Top of The input

Issue #844, opened 2026-07-29
[Feature]: Gate malicious Python source in uploaded model code (review or static analysis)


atriaybagur:
### Description

Follow-on from #52. That issue added a real quarantine boundary for uploaded model files — staged in `uploaded/`, released to `scanned/` only after checking — with **picklescan** covering pickle-bearing formats (`.pt`, `.pth`, `.pkl`, `.pickle`).

**Python source is deliberately not covered.** A `.py` file passes the extension whitelist, is released to `scanned/`, bundled by flip-api, and then **executed verbatim on every participating trust**. Nothing inspects its contents. `os.system(...)` inside an otherwise-legitimate `trainer.py` reaches the trust hosts unexamined.

This is not an oversight in #52 — adding `.py` to `PICKLESCAN_FILE_SUFFIXES` would achieve nothing, because picklescan parses pickle opcodes and would return "clean" on Python source, making the config falsely appear to cover it. The gap needs its own control.

The docs and UI shipped in #52 state this plainly (`user-common.rst` carries a warning; the in-progress icon says "Checking file", not "Scanning for malware") so users are not misled in the meantime.

### Options to weigh

1. **Review / approval gate before release** — a human approves model code before it is promoted to `scanned/`. Strongest control, and the natural fit if researcher app code moves to a GitHub-review flow (in which case this issue may reduce to "wire the review outcome into the promote step", or close entirely). This was Tier 6 of the original #52 scoping.
2. **Static analysis on upload** — bandit/semgrep-style rules flagging `os.system`, `subprocess`, `eval`/`exec`, `pickle.loads`, outbound network calls, filesystem writes outside the working dir. Cheap to add to the existing reconcile path (it already downloads the file to a temp dir), but heuristic: noisy on legitimate ML code, and trivially evaded by an attacker who knows the rules. Useful as a speed bump and an audit signal, not as a gate.
3. **Accept and document** — rely on the trust boundary (only approved researchers can upload to an approved project) and on the warning already in the docs.

Option 1 is the real fix; option 2 is worth considering as defence-in-depth if uploads remain open-ended.

### Technical considerations

- The hook point already exists: `reconcile_uploaded_file` in `flip-api/src/flip_api/file_services/services/malware_scan_service.py` runs per file, downloads to a temp dir when needed, and owns the promote/quarantine decision. A source-analysis step or an approval check would slot in beside the picklescan gate.
[...]

PR #887, opened 2026-08-06
security: formalize review-gate + non-blocking static analysis for uploaded FL model bundle code

### LINKED ISSUE #877: security: formalize review-gate + non-blocking static analysis for uploaded FL model bundle code
## What to build

Formalize the review-gate as FLIP's accepted control for arbitrary code execution in uploaded FL training code (`trainer.py` / `client_app.py`), and add a lightweight, non-blocking static-analysis signal alongside it.

**Decision**: uploaded training code continues to run as a plain in-process import with no runtime sandboxing beyond the container boundary (non-root user, and — once #875 lands — `cap_drop: [ALL]`). The control against malicious code is human review before a project is trusted, not a technical enforcement point. This matches #844's original reasoning: the static-analysis option it evaluated (bandit/semgrep-style pattern matching) was judged too easily evaded as the *sole* control, and runtime alternatives (import allowlists, RestrictedPython) carry real risk of breaking legitimate ML code that reaches into numpy/torch/monai internals, without closing the gap either — a determined payload defeats an allowlist via `__import__`/`eval`, and RestrictedPython has its own sandbox-escape history.

Because no review-gate is actually built today (no CODEOWNERS entry, no fl-apps-specific PR checklist, uploads go straight from the UI to S3 with no GitHub step), this issue also formalizes what's actually true today rather than restating #844's future-tense description of it, and adds one small technical backstop: a non-blocking Bandit scan on `.py` uploads, so a reviewer sees an explicit flag for obvious patterns (`subprocess`, `os.system`, `eval`, hardcoded secrets, etc.) instead of relying entirely on someone reading the diff.

## Acceptance criteria

- [ ] `docs/source/user-guides/user-common.rst` and `docs/source/security.rst` describe what's actually enforced today (self-review + RBAC + container hardening), not an aspirational GitHub-review flow that doesn't exist yet
- [ ] `docs/source/governance-and-compliance.rst`'s relevant rows (researcher-code review gate, training-container isolation) are updated to match this decision and cross-link this issue
- [ ] Bandit added as a non-blocking scan on `.py` model-file uploads, alongside the existing picklescan check in `flip_api/file_services/services/malware_scan_service.py`
- [ ] Bandit findings are stored on the model-file record (mirroring picklescan's `SCANNING`/`INFECTED`/`ERROR` verdict pattern) and surfaced in the admin/model-file UI — advisory only, never blocks or rejects the upload
- [ ] The decision (review-gate + non-blocking static analysis, not a runtime sandbox) is referenced from wherever this class of finding gets tracked going forward, so it doesn't need re-deciding next time someone reads GHSA-8465

## Blocked by

None — can start immediately. Related to #875 (container hardening reduces blast radius for the same threat) and #844 (the prior decision this formalizes).

garciadias:
## Summary

- Records the decision on #877: uploaded FL training code (`trainer.py` / `client_app.py`) continues to run with no runtime sandboxing beyond the container boundary. The control against malicious code is uploader self-review, RBAC, and container hardening — not a technical enforcement point. This matches #844's original reasoning (an import allowlist and RestrictedPython are both easy to bypass and risk breaking legitimate ML code; OS-level sandboxing is a proportionate response only if review is shown not to be enough).
- Formalizes what's actually true today rather than restating #844's aspirational description of it: there is no GitHub-review gate in the upload path (uploads go straight from the UI to S3), so `docs/source/user-guides/user-common.rst`, `docs/source/security.rst`, and `docs/source/governance-and-compliance.rst` are updated to describe the real, current control rather than a review flow that was never built.
- Adds a non-blocking Bandit scan on `.py` uploads as a lightweight backstop: findings (test ID, severity, confidence, line number) are stored on the model-file record (`bandit_findings`, new nullable JSONB column) and surfaced in the admin UI via an advisory indicator — they never gate promotion the way picklescan's `DANGEROUS` verdict does for pickle-bearing files.

## Test plan

- [x] `make local_test` (ruff + mypy + full pytest unit suite) — 1581 passed
- [x] New unit tests for `is_bandit_candidate`, `run_bandit` (real Bandit scans against fixture files, not mocked), `_download_and_bandit_scan`, `_record_bandit_findings`, and the `reconcile_uploaded_file` state-machine paths confirming findings never block promotion
- [x] Alembic migration (`6b786e4503f8`) round-tripped: upgrade → downgrade → upgrade against a fresh `flip-db`, autogenerate confirms no further drift
- [x] `flip-ui`: `npm run lint` clean, full `vitest` unit suite passed (1116 tests), new coverage for the advisory indicator (renders with findings, hidden without, download still available on a flagged-but-COMPLETED file)
- [x] `docs`: Sphinx build succeeds with no warnings after the `.rst` changes

## Visualisation

flip_filescan_dark
flip_filescan_light

Closes #877

## Acceptance Criteria

*Imported from issue #877*

- [ ] `docs/source/user-guides/user-common.rst` and `docs/source/security.rst` describe what's actually enforced today (self-review + RBAC + container hardening), not an aspirational GitHub-review flow that doesn't exist yet
- [ ] `docs/source/governance-and-compliance.rst`'s relevant rows (researcher-code review gate, training-container isolation) are updated to match this decision and cross-link this issue
- [ ] Bandit added as a non-blocking scan on `.py` model-file uploads, alongside the existing picklescan check in `flip_api/file_services/services/malware_scan_service.py`
- [ ] Bandit findings are stored on the model-file record (mirroring picklescan's `SCANNING`/`INFECTED`/`ERROR` verdict pattern) and surfaced in the admin/model-file UI — advisory only, never blocks or rejects the upload
- [ ] The decision (review-gate + non-blocking static analysis, not a runtime sandbox) is referenced from wherever this class of finding gets tracked going forward, so it doesn't need re-deciding next time someone reads GHSA-8465


atriaybagur (changes requested):
Thanks for writing this up — the docs half is the part I'd merge today. Formalising "no runtime sandbox, uploader self-review is the accepted control" and deleting the aspirational GitHub-review flow is exactly right, and `security.rst`'s new paragraph is the clearest statement of that trade-off we have anywhere.

The Bandit half needs another pass. I deployed the branch onto the dev stack (rebuilt `flip-api` so `bandit` is actually in the image, PR migration applied, real S3 + Postgres) and drove the real `reconcile_uploaded_file` and `reconcile_scanning_files_scheduled_task`. Four of the findings below are reproductions, not code-reading.

---

## Blocking

### 1. A crafted `.py` wedges the upload and permanently starves the scan sweep

B105 copies the uploaded file's string literal verbatim into `issue_text` (`bandit/plugins/general_hardcoded_password.py`). A file containing `password = "\x00abc"` therefore produces a finding whose text holds a real NUL, and Postgres rejects NUL in `jsonb`. `_record_bandit_findings` is unguarded and `reconcile_uploaded_file` has no `try` in its body, so it propagates **before** the promote and before `_finalise_scan_status`:

```
malware_scan_service.py:421  _record_bandit_findings(db, row_id, findings)
malware_scan_service.py:287  db.execute(update(UploadedFiles)...values(bandit_findings=findings))
sqlalchemy.exc.DataError: (psycopg2.errors.UntranslatableCharacter) unsupported Unicode escape sequence
DETAIL:  \u0000 cannot be converted to text.
[after reconcile] status=SCANNING bandit_findings=None
```

An explicitly advisory feature becomes a hard blocker on the path it was designed never to touch. The researcher sees a file stuck on "Scanning" with no error and can't start training.

The sweep is worse. `reconcile_scanning_files_scheduled_task` (`malware_scan_service.py:487-502`) never calls `db.rollback()` in its inner handler, and `if row.model_id is None` sits **outside** the inner `try` — so the poisoned transaction turns the next row access into an error the *outer* handler catches, abandoning the entire pass:

```
Sweep reconcile failed for model ... file 'pr887_nul.py': DataError      <- inner except
Error in scheduled malware-scan reconcile sweep: InternalError           <- outer: pass abandoned
```

Measured with 8 stale `SCANNING` rows: 4 resolved, 3 never touched. It does not self-heal — repeated passes gave byte-identical results, with the same three rows failing `InternalError` (`InFailedSqlTransaction`) every time:

```
still SCANNING: ['pr887_nul.py','pr887_sweep_1.py','pr887_sweep_2.py','pr887_sweep_3.py']
still SCANNING: ['pr887_nul.py','pr887_sweep_1.py','pr887_sweep_2.py','pr887_sweep_3.py']
```

The sweep query has no `ORDER BY`, so which other models' orphaned rows get starved is arbitrary and changes per pass. One user's upload denies scan recovery to everyone else's, every 60 seconds, indefinitely.

Suggested fix — three independent parts, all small:
1. Guard the advisory write so it can never escape (`except` → `db.rollback()` + log + carry on to the promote). That alone restores the documented contract.
2. Sanitise before binding: strip NULs and truncate `issue_text`.
3. Independently harden the sweep: move the `row.model_id` read inside the inner `try` and `db.rollback()` in its handler, so *any* future mid-reconcile failure can't take the pass down.

### 2. Findings go stale and can never be cleared

`reconcile_uploaded_file:420-421` writes only when the list is non-empty, and `process_scanned_file` (`uploaded_file.py:90-99`) **reuses** the `(model_id, name)` row on re-upload. So a fixed file keeps its old warning:

```
[BEFORE] status=COMPLETED findings=['B404','B607','B602']
re-registered same filename with CLEAN content; row_id reused? True
[AFTER]  status=COMPLETED findings=['B404','B607','B602']
```

The amber indicator cites line numbers that no longer exist, and there's no way to clear it short of deleting the file entry. A reviewer who can't clear a warning learns to ignore it, which defeats the control this PR is formalising.

This also makes `_record_bandit_findings`'s own docstring false — it justifies skipping the CAS guard on the grounds that "a later upload's own reconcile pass overwrites it with fresh findings", which only holds when the later scan is dirty. And `test_reconcile_skips_bandit_findings_write_when_clean` currently pins the bug in place.

Fix: write unconditionally. One line, and it also makes `[]` mean "scanned clean" versus `NULL` "not scanned", which is worth having on its own (see #6).

### 3. An unparseable `.py` — or one using `# nosec` — is recorded as clean, silently

The comment at `malware_scan_service.py:227-228` says Bandit "exits 2 on a real failure (bad file, internal error)". Measured on the pinned 1.9.4:

| input | exit | stdout |
|---|---|---|
| clean | 0 | `results: []` |
| risky | 1 | findings |
| **syntax error** | **0** | `results: []`, `errors: [{reason: "syntax error while parsing AST from file"}]` |
| **missing file** | **0** | `results: []`, `errors: [{reason: "No such file or directory"}]` |
| bad `-c` config | 2 | *empty* |

Exit 2 is CLI/config-only, so the `returncode not in (0, 1)` guard never fires for file-level problems. `payload["errors"]` is discarded entirely at `:232-245`, and because `if findings:` is false nothing is logged either. Confirmed live — a syntax-error upload landed `COMPLETED` / `bandit_findings=None` / zero log lines, identical to a clean file.

Same outcome for `# nosec`: `--ignore-nosec` isn't passed, so the untrusted uploader can mute every pattern the user guide advertises with a three-word comment. Live run recorded nothing, logged nothing (Bandit does count these in `metrics._totals.nosec`, which is also discarded).

Fix: log `payload["errors"]` at ERROR, and either pass `--ignore-nosec` or record the `nosec` count so a reviewer sees "3 findings, 11 suppressed".

---

## Important

**4. Default profile fires on our own flagship tutorial.** `bandit -f json` on `fl-tutorials/nvflare/image_classification/xray_classification/app_files/trainer.py` → `B614 MEDIUM HIGH line 621 "Use of unsafe PyTorch load"`. That's the default `MODEL_FILES_DIR` for `make e2e_smoke`, so the canonical happy path ships an amber warning. No `-ll`/`--severity-level`/skip list is passed, so B101 (`assert`) and B311 (`random`) apply too — both routine in training code. Worth either tuning the profile or setting expectations in the user guide, which currently reads as a curated four-pattern list.

**5. "Not scanned" is indistinguishable from "scanned clean".** `NULL` covers: not Python, clean, download failed, timed out, unparseable, all-suppressed, and pre-migration rows — and there's no log on the clean path either, so neither the data nor the logs can answer "is this control operating?". That matters because `governance-and-compliance.rst` flips Cyber Essentials control 5 to **"Operational"** partly on this scan's strength. Concrete trap: `bandit` is a runtime dep, i.e. in the image layer, and dev `make up` pulls `:stag` with `src/` mounted on top — so without `BUILD=true` every upload silently records nothing while the UI and docs say it was scanned. (I hit exactly this: the running dev `flip-api` has no `bandit` module.)

**6. Unbounded, attacker-controlled payload on a 5-second poll.** No cap on finding count or `issue_text` length, and B105 copies the literal verbatim. The sibling JSONB column already solved this — `TrainingLog._bound_details` (`domain/schemas/private.py:145-152`) caps `fl_logs.details` at 8192 bytes precisely to keep "a hostile payload from bloating the JSONB column". Same threat, same shape, no cap here, and the value is returned in full on every `getModel` poll.

**7. Two wire names for one field, and one of them can never be populated.** The UI path is correct — `/step/model/{id}` nests the alias-free `UploadedFiles` SQLModel, so `FileInfo.bandit_findings` and its comment are right. But `get_model_files_list.py:74` and `retrieve_uploaded_file_info.py:78` emit `banditFindings`, which has no consumer anywhere, while `FileTableRow.bandit_findings` (`types.ts:56`) types `getModelFileStatus`, which reads those camelCase endpoints. As shipped that field is unpopulatable. Suggest picking one casing and dropping the other.

**8. `BANDIT_TIMEOUT_SECONDS` is undocumented.** `PICKLESCAN_TIMEOUT_SECONDS` lives in `.env.development.example`, `CLAUDE.md` **and** `AGENTS.md` (same-commit pair per the Documentation Check table) and is asserted in `test_config.py:76-78`. The new sibling is in none of them despite joining the same coercion validator — and I confirmed it's absent from the deployed container's environment, so it silently rides the default.

---

## Minor

- **Test gaps.** `test_retrieve_model.py`'s mock row has no `bandit_findings` and `retrieve_model.py:90` uses `.get()`, so reverting the one-line `retrieve_model_query.sql` change would kill the feature platform-wide with the suite still green. Also uncovered: `run_bandit`'s error paths (`test_run_bandit_missing_file_fails_open` passes through the *success* branch, since a missing file exits 0), the `issue_severity` → `severity` mapping, and a real-Postgres round-trip — `_record_bandit_findings` is asserted only via `db.execute.assert_called_once()`, so a dropped `.where` clause stamping every row would pass.
- **Docs describe a reviewer with no surface.** `user-common.rst` says findings are flagged "for whoever reviews the project before it starts training", but approval precedes model creation (`user-common.rst:292`) and `ProjectApproval.vue` shows only trusts. The indicator lives on the model page — visible to the uploader, and to an admin who happens to revisit after approving.
- **Comment rot 40 lines above the new code.** `ModelUpload.vue:89-93` still says "Python source is released uninspected"; duplicated in `model-upload.spec.ts:288-290`. The conclusion still holds, the stated reason no longer does.
- **`elif` at `:417`** — an operator adding `.py` to `PICKLESCAN_FILE_SUFFIXES` silently disables Bandit platform-wide. Two independent scanners probably want two `if`s.
- **ACs 2 and 5 look unmet:** no `.rst` cross-links #877 or GHSA-8465; the only mention in the tree is `main_models.py:377`.

---

## Checked and clean — no action needed

- `uv.lock`'s `exclude-newer` sentinel matches every other lockfile in the repo (flip-api was the last on the absolute form); cooldown satisfied for bandit 1.9.4 and stevedore 5.9.0.
- `bandit` **is** on PATH in the built image (`Dockerfile:53`) — verified in the container.
- The advisory write does not touch `updated_at`, so it can't invalidate the terminal-status CAS. That invariant is load-bearing but unstated, and `main_models.py:376` describes the column in a way that invites someone to add `onupdate=` — worth a comment.
- Migration `6b786e4503f8` is single-head against `develop`, correctly nullable, and covered by the drift guard.
- Test placement is right per CLAUDE.md; #844 is closed, so dropping its reference is correct.

## Merge-time heads-up

`6b786e4503f8` and #916's `ffacf260ebc8` are **siblings** — both have `down_revision = '2a462371f3c5'` — so whichever lands second will need rebasing onto the other or `alembic upgrade head` dies on multiple heads. Not a defect in this PR, just something to sequence.

atriaybagur (approved):
Re-reviewed `62d3063c`. All three blocking findings and all five Important ones are addressed, and the docs half reads better than it did. Approving.

The new unit tests drive a `MagicMock` session, which by construction cannot produce the `InFailedSqlTransaction` cascade behind the original starvation — so I re-ran the repro rather than reading the diff, twice.

**Real Postgres + real Bandit, A/B against the pre-fix commit:**

| | `a091fa39` | `62d3063c` |
|---|---|---|
| sanitised `run_bandit` output → `jsonb` write | `DataError` | OK |
| `reconcile_uploaded_file` on `password = "\x00abc"` | raised; row stuck `SCANNING` | `COMPLETED` |
| sweep, 8 stale rows, 1 poisoned | 0/8 resolved, byte-identical on pass 2 | 8/8 on pass 1 |

**On a dev stack** — branch image built so `bandit` is genuinely present, real S3, real Postgres, real `reconcile_uploaded_file` and real sweep against a real model:

```
nul.py     COMPLETED  findings=['B105']                contains_NUL=False
nosec.py   COMPLETED  findings=['B404','B602','B607']  <- --ignore-nosec doing its job
risky.py   COMPLETED  findings=['B605','B607']
clean.py   COMPLETED  findings=[]                      <- [] vs NULL now meaningful
broken.py  COMPLETED  findings=[]  + ERROR "syntax error while parsing AST from file"
sweep over stale rows incl. the NUL file: 5/5 resolved
```

Four non-blocking follow-ups, none of which should hold the merge:

**1. The sweep's own log line still reads expired ORM attributes.** `db.rollback()` runs before `logger.error(f"... {row.model_id} ... {row.name!r}")`, and rollback expires the instance — so the log line itself re-SELECTs, outside any `try`. Measured: a row deleted while its own reconcile fails raises `ObjectDeletedError` there and abandons the pass (0/5 remaining rows resolved). Unlike the original bug it self-heals on the next pass, so it is a nit — hoisting `model_id`/`name` into locals before the `try` closes it for good.

**2. An unparseable file now records `[]`, i.e. "scanned, nothing found".** Confirmed live above with `broken.py`. Pre-fix that case was `NULL`; the new column comment defines `[]` as scanned-and-clean, so the data now asserts something slightly stronger than it can support, with only the ERROR log to contradict it. Skipping the write when `payload["errors"]` is non-empty would keep the new semantics honest.

**3. Comment rot at `malware_scan_service.py:249`** — "2 on a real failure (bad file, internal error)" contradicts the correct new comment eight lines below it, which says a bad file is reported through `errors` at exit 0.

**4. `_record_bandit_findings` is still asserted only via `db.execute.assert_called_once()`** — no where-clause assertion and no real-Postgres round-trip, so a dropped `.where` stamping every row would still pass. Lower stakes now that `test_run_bandit_strips_null_bytes_and_truncates_issue_text` exercises real Bandit against the actual repro.

One operational note, because it caught me again: the `:stag` image carries no `bandit` binary, so on a dev stack this feature is silently inert until someone rebuilds. The new `BANDIT_TIMEOUT_SECONDS` bullet in CLAUDE.md/AGENTS.md documents exactly that, which is the right home for it.

Merge-time: `6b786e4503f8` is still single-head against `develop` — it applied cleanly onto `2a462371f3c5` on a real DB — but #916's `ffacf260ebc8` remains its sibling, so whichever lands second needs rebasing onto the other.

Bottom of The input

Problem to solve:
Include the first line, the line containing "### Options to weigh", and every line between them, copied exactly from the material above; output no other line.

Response to this task:
Issue #844, opened 2026-07-29
[Feature]: Gate malicious Python source in uploaded model code (review or static analysis)


atriaybagur:
### Description

Follow-on from #52. That issue added a real quarantine boundary for uploaded model files — staged in `uploaded/`, released to `scanned/` only after checking — with **picklescan** covering pickle-bearing formats (`.pt`, `.pth`, `.pkl`, `.pickle`).

**Python source is deliberately not covered.** A `.py` file passes the extension whitelist, is released to `scanned/`, bundled by flip-api, and then **executed verbatim on every participating trust**. Nothing inspects its contents. `os.system(...)` inside an otherwise-legitimate `trainer.py` reaches the trust hosts unexamined.

This is not an oversight in #52 — adding `.py` to `PICKLESCAN_FILE_SUFFIXES` would achieve nothing, because picklescan parses pickle opcodes and would return "clean" on Python source, making the config falsely appear to cover it. The gap needs its own control.

The docs and UI shipped in #52 state this plainly (`user-common.rst` carries a warning; the in-progress icon says "Checking file", not "Scanning for malware") so users are not misled in the meantime.

### Options to weigh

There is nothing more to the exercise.